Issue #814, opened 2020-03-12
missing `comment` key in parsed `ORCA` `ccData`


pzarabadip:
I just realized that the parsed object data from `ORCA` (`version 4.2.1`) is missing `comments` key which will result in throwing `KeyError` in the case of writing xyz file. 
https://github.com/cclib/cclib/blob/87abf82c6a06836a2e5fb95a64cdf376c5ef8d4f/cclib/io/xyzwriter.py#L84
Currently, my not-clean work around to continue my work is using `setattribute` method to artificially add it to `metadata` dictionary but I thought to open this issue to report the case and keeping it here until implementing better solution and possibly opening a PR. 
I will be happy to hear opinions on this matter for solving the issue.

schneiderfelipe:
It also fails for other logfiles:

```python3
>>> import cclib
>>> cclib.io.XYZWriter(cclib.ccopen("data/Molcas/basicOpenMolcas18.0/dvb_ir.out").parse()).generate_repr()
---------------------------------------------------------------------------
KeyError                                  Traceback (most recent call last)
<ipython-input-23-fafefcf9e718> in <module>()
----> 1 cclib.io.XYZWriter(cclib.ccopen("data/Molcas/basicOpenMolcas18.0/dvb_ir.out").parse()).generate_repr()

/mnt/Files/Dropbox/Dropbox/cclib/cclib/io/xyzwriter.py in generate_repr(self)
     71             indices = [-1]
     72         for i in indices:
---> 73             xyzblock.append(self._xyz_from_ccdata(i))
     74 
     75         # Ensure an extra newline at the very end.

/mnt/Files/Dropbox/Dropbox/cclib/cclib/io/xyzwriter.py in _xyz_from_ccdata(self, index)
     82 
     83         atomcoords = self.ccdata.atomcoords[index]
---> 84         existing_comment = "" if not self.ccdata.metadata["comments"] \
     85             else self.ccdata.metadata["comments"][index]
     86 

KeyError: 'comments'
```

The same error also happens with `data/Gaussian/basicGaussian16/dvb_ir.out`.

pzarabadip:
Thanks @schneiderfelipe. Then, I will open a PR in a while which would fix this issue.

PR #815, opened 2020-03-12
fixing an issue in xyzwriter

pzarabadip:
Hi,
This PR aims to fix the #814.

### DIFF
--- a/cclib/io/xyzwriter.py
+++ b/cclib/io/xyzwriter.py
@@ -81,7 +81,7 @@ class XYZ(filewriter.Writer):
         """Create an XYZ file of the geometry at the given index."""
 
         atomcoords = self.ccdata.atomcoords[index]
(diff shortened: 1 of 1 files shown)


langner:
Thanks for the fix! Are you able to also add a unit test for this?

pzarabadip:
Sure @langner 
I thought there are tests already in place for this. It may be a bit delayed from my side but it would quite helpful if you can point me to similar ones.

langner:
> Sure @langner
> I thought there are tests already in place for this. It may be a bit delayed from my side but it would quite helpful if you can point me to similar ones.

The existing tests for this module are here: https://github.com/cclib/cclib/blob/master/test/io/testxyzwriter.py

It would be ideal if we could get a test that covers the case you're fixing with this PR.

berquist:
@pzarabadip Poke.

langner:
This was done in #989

..........

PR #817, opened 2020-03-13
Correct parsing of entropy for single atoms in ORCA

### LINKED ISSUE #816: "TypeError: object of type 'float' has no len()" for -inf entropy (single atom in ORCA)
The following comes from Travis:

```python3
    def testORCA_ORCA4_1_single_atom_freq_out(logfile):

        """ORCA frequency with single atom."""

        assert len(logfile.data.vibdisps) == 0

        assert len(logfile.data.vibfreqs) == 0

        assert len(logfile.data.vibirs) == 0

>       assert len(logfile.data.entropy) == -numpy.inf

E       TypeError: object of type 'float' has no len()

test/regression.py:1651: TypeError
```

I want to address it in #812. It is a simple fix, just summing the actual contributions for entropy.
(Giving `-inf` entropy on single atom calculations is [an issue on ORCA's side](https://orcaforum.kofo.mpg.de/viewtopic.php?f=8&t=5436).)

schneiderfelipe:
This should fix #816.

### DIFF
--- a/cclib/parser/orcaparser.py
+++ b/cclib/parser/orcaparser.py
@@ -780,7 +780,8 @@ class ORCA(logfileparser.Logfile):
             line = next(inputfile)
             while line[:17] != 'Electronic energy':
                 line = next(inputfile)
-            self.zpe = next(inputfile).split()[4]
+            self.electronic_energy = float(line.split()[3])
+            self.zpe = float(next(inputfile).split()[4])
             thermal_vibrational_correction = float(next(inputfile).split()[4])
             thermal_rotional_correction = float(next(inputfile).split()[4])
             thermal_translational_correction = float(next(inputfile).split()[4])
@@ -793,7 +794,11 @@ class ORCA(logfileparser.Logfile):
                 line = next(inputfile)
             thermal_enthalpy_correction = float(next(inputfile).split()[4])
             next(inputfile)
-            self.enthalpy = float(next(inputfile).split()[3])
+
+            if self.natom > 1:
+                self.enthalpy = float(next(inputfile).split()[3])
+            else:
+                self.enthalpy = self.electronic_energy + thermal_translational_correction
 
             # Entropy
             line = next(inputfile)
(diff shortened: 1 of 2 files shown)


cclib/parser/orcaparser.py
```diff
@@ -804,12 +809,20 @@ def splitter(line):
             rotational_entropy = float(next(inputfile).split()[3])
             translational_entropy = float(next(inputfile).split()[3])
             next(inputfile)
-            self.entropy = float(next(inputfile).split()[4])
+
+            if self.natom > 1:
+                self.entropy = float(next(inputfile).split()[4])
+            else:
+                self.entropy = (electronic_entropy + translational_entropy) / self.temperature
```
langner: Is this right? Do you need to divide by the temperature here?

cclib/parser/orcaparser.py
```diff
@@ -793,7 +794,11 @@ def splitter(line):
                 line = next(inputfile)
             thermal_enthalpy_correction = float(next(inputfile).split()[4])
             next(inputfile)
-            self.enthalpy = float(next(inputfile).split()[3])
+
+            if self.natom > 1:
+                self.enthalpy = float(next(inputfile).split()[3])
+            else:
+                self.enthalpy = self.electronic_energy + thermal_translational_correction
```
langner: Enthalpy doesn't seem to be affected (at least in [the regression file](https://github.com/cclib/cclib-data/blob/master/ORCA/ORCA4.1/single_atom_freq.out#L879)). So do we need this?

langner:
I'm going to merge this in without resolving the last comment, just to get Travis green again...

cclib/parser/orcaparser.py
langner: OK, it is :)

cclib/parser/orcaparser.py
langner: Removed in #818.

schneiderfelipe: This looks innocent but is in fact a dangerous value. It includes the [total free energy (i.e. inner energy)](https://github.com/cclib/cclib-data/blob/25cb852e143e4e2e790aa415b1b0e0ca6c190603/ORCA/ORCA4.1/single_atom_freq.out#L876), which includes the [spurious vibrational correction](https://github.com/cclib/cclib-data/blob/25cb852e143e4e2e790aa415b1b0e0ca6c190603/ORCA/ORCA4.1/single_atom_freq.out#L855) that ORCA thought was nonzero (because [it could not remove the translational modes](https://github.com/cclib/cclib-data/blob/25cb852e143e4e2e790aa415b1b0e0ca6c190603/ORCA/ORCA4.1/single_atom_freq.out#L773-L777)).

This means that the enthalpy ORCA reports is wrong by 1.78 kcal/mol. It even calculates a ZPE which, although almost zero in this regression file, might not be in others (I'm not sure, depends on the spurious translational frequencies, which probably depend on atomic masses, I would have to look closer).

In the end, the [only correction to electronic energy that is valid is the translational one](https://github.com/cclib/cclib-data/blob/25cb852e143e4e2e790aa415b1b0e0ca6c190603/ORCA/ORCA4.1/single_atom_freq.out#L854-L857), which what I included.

..........

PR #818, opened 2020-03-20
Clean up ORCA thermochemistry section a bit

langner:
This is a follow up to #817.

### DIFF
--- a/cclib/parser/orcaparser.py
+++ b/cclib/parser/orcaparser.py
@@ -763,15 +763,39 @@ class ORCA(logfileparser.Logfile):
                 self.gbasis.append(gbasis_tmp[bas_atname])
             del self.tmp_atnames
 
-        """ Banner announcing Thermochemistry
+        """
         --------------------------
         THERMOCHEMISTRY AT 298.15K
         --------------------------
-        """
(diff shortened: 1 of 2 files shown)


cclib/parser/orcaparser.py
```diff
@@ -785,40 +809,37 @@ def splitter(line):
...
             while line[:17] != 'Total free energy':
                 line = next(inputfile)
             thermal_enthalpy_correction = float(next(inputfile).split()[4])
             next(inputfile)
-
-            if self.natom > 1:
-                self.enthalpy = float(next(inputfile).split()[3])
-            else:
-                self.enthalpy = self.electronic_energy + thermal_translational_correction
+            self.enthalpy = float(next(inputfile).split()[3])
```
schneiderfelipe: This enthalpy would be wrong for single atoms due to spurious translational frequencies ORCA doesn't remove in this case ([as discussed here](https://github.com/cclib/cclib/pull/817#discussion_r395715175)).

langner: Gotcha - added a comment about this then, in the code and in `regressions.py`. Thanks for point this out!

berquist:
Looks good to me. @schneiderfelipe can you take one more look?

..........

_What to do_
The answer must be a single number: how many lines above contain the word "opened".

_Finished task_
4